Unser Besuch in La Paz sollte allerdings nicht nur Sightseeing beinhalten. Auch unser treuer Vierrädler Nisto brauchte mal wieder ein paar professionelle Streicheleinheiten. Bremsen, Kugellager, Kupplung … hatten alle nach rd. 84.000 km eine Revision nötig. Also steuerten wir die Autowerkstatt von Ernesto Hug an. Einem Schweizer, der sich hier vor Jahren niedergelassen hat. Mit gutem Gefühl innerhalb von fünf Tagen alles erledigt zu haben, fuhren wir auf das Werkstattgeländer. Diese Zahl schlug uns Ernesto jedoch gleich mal aus dem Kopf. Wenn wir alles machen lassen wollten, sollten wir mit zwei bis drei Wochen rechnen. Der hatte gesessen. Aber was blieb uns anderes übrig, wenn wir nicht irgendwann mitten im Nirgendwo stehen bleiben wollten. Also an die Arbeit. Während Markus fleissig unter dem Nisto mithalf, erledigte Sonja Büroarbeit, die schon vor Monaten an der Reihe war, schrieb E-Mails, plante unsere Weiterreise und reinigte die kleine Wohnung mal wieder von innen. Schnell gehörten wir zum Inventar dazu, denn wir schliefen auch weiterhin im Dachzelt.
Während wir an den Wochentagen in der Werkstatt beschäftigt waren, verbrachten wir die Wochenenden in der Innenstadt. Schlenderten über die Märkte, welche von Badzimmerzubehör, Schraubensortimenten und Küchentöpfen alles im Angebot hatten. Aber am stärksten wurden wir von der Calle Sagarnaga angezogen. Farbenfrohe Ponchos und Pullover aus Alpakawolle, Mützen, Schals, Umhängetaschen und Hängematten leuchten einem hier entgegen. Diesem Farbenmeer konnten selbst wir nicht widerstehen und so wanderte das eine oder andere Erinnerungsstück in den Nisto. Auch statteten wir dem Zaubermarkt einen Besuch ab. Kräuterhexen und Heiler verkaufen hier diverse Mittelchen und Pülverchen gegen böse Geister und alle Arten von Krankheiten. Schon ein Bisschen gruselig wenn man in die Augen eines Lamaembryos schaut. Ausserdem trafen wir uns mit den Bekannten von Markus Eltern, Ruth und Carlos, der hier aufgewachsen ist und aktuell auf Familienbesuch war. Wir verbrachten zwei wunderschöne Tage mit ihnen. Kamen in den Genuss eines richtigen Bolivianischen Frühstückes mit Abi, ein heisses Maisgetränk, Pasteles und Bunuelos und besuchten eine Pena mit Folkloremusik. Wir löcherten die beiden mit Fragen über La Paz sowie Bolivien und bekamen unteranderem endlich eine Erklärung für das Aufschreiben unserer Fahrzeugdaten und Namen an diversen Strassenposten quer durch Bolivien. Durch das Erfassen der Daten kann genau festgestellt werden, wenn eine Person auf ihrem Weg von A nach B verschwunden ist, was früher wohl nicht selten vorgekommen ist, in welchem Bereich gesucht werden muss.

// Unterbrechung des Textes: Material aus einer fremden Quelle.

PR #71, opened 2015-10-01
removes and adds calls to @compat

jeff-regier:
@rgiordan , I removed unnecessary calls to `@compat`, and added some new calls to `@compat`. On my machine Celeste now works with Julia 0.4, but it issues a lot of warnings from other packages that Celeste calls. On Travis-CI it still only works with 0.3 so far, so I haven't modified `.travis.yml`. I think all the printing of warning from other packages may be causing it to run really slowly with Julia 0.4, causing the unit tests to timeout on Travis after 50 minutes. A lot of the warnings are from DataFrames.jl. I'm told those will get fixed this weekend.

### DIFF
--- a/src/CelesteTypes.jl
+++ b/src/CelesteTypes.jl
@@ -443,7 +443,7 @@ end
 align(::StarPosParams, CanonicalParams) = ids.u
 align(::GalaxyPosParams, CanonicalParams) =
    [ids.u; ids.e_dev; ids.e_axis; ids.e_angle; ids.e_scale]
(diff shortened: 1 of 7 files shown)


rgiordan:
LGTM, thanks for taking this on.

Just for my own edification, what's the deal with the `Union` stuff?

```
@compat(Union{Float64, Array{Float64}}
```

jeff-regier:
Parenthesis -> curly bracket, that's all. Btw, usually better to avoid
using unions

Früher als gedacht, waren nach knapp 1 ½ Wochen alle Arbeiten an Nisto erledigt. Damit hatte keiner gerechnet, aber wir waren begeistert. Bevor es jedoch mit der Reise weiterging, statteten wir dem Zongotal und Chacaltaya, einem stetig schmelzenden Gletschers (Eigentlich ist nur noch ein Pfitzel übriggeblieben.) und einst das mit über 5.000 m.ü.M. höchstgelegene Skigebiet der Welt einen Besuch ab. Wir genossen den Ausblick auf La Paz, wie sich die Häuser die Hänge hinauf fressen und die umliegenden 6.000er. Dann hiess es on the road again, zu neuen Abenteuern und wunderschöner Natur.
Aus Potosí senden wir kalte, Schneeregen Grüsse … ja ist denn heut schon Weihnachten?!?!